Exactly reproduce each entry, leaving out nothing.

*** Opening Data shown ***

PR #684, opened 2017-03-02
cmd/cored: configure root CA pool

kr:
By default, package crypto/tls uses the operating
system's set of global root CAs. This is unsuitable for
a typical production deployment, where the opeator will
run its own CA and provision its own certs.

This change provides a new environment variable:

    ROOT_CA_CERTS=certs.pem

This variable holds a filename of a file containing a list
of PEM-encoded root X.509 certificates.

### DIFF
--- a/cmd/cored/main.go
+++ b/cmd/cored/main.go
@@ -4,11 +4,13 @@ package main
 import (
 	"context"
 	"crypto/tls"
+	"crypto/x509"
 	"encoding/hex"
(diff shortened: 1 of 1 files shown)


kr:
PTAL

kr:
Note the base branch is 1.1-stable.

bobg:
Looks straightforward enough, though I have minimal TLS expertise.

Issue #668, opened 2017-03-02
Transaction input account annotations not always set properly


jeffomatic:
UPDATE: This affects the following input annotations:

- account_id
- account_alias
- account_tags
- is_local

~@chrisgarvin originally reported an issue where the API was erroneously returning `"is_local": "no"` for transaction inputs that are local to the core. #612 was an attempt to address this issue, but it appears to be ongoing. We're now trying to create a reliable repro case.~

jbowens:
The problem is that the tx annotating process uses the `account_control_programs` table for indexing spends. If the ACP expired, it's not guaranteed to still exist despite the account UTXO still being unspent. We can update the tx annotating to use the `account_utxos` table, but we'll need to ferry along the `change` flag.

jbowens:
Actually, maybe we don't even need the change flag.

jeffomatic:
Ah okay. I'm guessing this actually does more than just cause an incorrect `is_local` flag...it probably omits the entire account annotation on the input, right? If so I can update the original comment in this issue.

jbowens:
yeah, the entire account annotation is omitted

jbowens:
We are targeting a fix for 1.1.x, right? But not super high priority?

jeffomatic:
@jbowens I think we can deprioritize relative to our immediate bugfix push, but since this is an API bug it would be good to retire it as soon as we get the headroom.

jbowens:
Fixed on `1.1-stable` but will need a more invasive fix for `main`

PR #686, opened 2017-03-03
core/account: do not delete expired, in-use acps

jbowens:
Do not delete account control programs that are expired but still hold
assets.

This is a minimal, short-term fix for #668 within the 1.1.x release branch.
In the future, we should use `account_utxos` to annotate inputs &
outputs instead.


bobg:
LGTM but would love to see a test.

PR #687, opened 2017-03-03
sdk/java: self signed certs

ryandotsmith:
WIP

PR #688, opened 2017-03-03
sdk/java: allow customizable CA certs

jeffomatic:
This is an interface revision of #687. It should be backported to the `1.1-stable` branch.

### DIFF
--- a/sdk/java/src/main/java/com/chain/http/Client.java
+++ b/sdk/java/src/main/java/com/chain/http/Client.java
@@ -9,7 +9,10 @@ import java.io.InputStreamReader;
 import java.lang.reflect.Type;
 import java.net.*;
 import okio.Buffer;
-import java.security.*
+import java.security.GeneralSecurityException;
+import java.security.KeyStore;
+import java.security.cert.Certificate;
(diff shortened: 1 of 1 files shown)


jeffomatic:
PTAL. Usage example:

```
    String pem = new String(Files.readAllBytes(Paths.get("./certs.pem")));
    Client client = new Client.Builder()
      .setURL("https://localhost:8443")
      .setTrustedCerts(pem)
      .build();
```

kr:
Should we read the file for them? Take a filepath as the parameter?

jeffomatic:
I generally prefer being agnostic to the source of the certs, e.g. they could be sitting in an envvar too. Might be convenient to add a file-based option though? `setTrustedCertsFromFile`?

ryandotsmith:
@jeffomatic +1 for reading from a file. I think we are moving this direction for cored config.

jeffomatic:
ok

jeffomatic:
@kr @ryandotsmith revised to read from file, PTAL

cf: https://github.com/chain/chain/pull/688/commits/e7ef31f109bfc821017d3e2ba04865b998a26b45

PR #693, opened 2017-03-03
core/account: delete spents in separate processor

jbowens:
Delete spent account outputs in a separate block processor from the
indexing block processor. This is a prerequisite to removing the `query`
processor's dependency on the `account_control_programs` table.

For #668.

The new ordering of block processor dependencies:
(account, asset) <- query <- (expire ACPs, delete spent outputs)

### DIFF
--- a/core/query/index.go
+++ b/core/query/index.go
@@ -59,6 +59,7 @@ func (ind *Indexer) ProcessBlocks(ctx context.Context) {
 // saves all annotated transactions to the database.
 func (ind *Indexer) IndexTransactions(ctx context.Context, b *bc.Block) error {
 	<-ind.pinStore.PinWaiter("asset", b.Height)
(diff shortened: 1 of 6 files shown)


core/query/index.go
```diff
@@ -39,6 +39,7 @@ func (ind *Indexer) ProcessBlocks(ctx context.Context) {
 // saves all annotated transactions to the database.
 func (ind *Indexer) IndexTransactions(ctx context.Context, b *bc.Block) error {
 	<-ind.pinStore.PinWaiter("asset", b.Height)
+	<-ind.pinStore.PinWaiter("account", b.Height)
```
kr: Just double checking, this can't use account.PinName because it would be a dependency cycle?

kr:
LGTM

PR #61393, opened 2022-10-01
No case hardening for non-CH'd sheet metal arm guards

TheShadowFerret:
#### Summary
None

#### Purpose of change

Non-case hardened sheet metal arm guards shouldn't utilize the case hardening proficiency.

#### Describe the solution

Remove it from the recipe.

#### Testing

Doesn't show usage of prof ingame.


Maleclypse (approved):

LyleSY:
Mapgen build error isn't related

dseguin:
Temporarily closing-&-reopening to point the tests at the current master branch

*** Closing Data shown ***

> **Finished task**:
PR #684, opened 2017-03-02
cmd/cored: configure root CA pool

kr:
By default, package crypto/tls uses the operating
system's set of global root CAs. This is unsuitable for
a typical production deployment, where the opeator will
run its own CA and provision its own certs.

This change provides a new environment variable:

    ROOT_CA_CERTS=certs.pem

This variable holds a filename of a file containing a list
of PEM-encoded root X.509 certificates.

### DIFF
--- a/cmd/cored/main.go
+++ b/cmd/cored/main.go
@@ -4,11 +4,13 @@ package main
 import (
 	"context"
 	"crypto/tls"
+	"crypto/x509"
 	"encoding/hex"
(diff shortened: 1 of 1 files shown)


kr:
PTAL

kr:
Note the base branch is 1.1-stable.

bobg:
Looks straightforward enough, though I have minimal TLS expertise.

Issue #668, opened 2017-03-02
Transaction input account annotations not always set properly


jeffomatic:
UPDATE: This affects the following input annotations:

- account_id
- account_alias
- account_tags
- is_local

~@chrisgarvin originally reported an issue where the API was erroneously returning `"is_local": "no"` for transaction inputs that are local to the core. #612 was an attempt to address this issue, but it appears to be ongoing. We're now trying to create a reliable repro case.~

jbowens:
The problem is that the tx annotating process uses the `account_control_programs` table for indexing spends. If the ACP expired, it's not guaranteed to still exist despite the account UTXO still being unspent. We can update the tx annotating to use the `account_utxos` table, but we'll need to ferry along the `change` flag.

jbowens:
Actually, maybe we don't even need the change flag.

jeffomatic:
Ah okay. I'm guessing this actually does more than just cause an incorrect `is_local` flag...it probably omits the entire account annotation on the input, right? If so I can update the original comment in this issue.

jbowens:
yeah, the entire account annotation is omitted

jbowens:
We are targeting a fix for 1.1.x, right? But not super high priority?

jeffomatic:
@jbowens I think we can deprioritize relative to our immediate bugfix push, but since this is an API bug it would be good to retire it as soon as we get the headroom.

jbowens:
Fixed on `1.1-stable` but will need a more invasive fix for `main`

PR #686, opened 2017-03-03
core/account: do not delete expired, in-use acps

jbowens:
Do not delete account control programs that are expired but still hold
assets.

This is a minimal, short-term fix for #668 within the 1.1.x release branch.
In the future, we should use `account_utxos` to annotate inputs &
outputs instead.


bobg:
LGTM but would love to see a test.

PR #687, opened 2017-03-03
sdk/java: self signed certs

ryandotsmith:
WIP

PR #688, opened 2017-03-03
sdk/java: allow customizable CA certs

jeffomatic:
This is an interface revision of #687. It should be backported to the `1.1-stable` branch.

### DIFF
--- a/sdk/java/src/main/java/com/chain/http/Client.java
+++ b/sdk/java/src/main/java/com/chain/http/Client.java
@@ -9,7 +9,10 @@ import java.io.InputStreamReader;
 import java.lang.reflect.Type;
 import java.net.*;
 import okio.Buffer;
-import java.security.*
+import java.security.GeneralSecurityException;
+import java.security.KeyStore;
+import java.security.cert.Certificate;
(diff shortened: 1 of 1 files shown)


jeffomatic:
PTAL. Usage example:

```
    String pem = new String(Files.readAllBytes(Paths.get("./certs.pem")));
    Client client = new Client.Builder()
      .setURL("https://localhost:8443")
      .setTrustedCerts(pem)
      .build();
```

kr:
Should we read the file for them? Take a filepath as the parameter?

jeffomatic:
I generally prefer being agnostic to the source of the certs, e.g. they could be sitting in an envvar too. Might be convenient to add a file-based option though? `setTrustedCertsFromFile`?

ryandotsmith:
@jeffomatic +1 for reading from a file. I think we are moving this direction for cored config.

jeffomatic:
ok

jeffomatic:
@kr @ryandotsmith revised to read from file, PTAL

cf: https://github.com/chain/chain/pull/688/commits/e7ef31f109bfc821017d3e2ba04865b998a26b45

PR #693, opened 2017-03-03
core/account: delete spents in separate processor

jbowens:
Delete spent account outputs in a separate block processor from the
indexing block processor. This is a prerequisite to removing the `query`
processor's dependency on the `account_control_programs` table.

For #668.

The new ordering of block processor dependencies:
(account, asset) <- query <- (expire ACPs, delete spent outputs)

### DIFF
--- a/core/query/index.go
+++ b/core/query/index.go
@@ -59,6 +59,7 @@ func (ind *Indexer) ProcessBlocks(ctx context.Context) {
 // saves all annotated transactions to the database.
 func (ind *Indexer) IndexTransactions(ctx context.Context, b *bc.Block) error {
 	<-ind.pinStore.PinWaiter("asset", b.Height)
(diff shortened: 1 of 6 files shown)


core/query/index.go
```diff
@@ -39,6 +39,7 @@ func (ind *Indexer) ProcessBlocks(ctx context.Context) {
 // saves all annotated transactions to the database.
 func (ind *Indexer) IndexTransactions(ctx context.Context, b *bc.Block) error {
 	<-ind.pinStore.PinWaiter("asset", b.Height)
+	<-ind.pinStore.PinWaiter("account", b.Height)
```
kr: Just double checking, this can't use account.PinName because it would be a dependency cycle?

kr:
LGTM

PR #61393, opened 2022-10-01
No case hardening for non-CH'd sheet metal arm guards

TheShadowFerret:
#### Summary
None

#### Purpose of change

Non-case hardened sheet metal arm guards shouldn't utilize the case hardening proficiency.

#### Describe the solution

Remove it from the recipe.

#### Testing

Doesn't show usage of prof ingame.


Maleclypse (approved):

LyleSY:
Mapgen build error isn't related

dseguin:
Temporarily closing-&-reopening to point the tests at the current master branch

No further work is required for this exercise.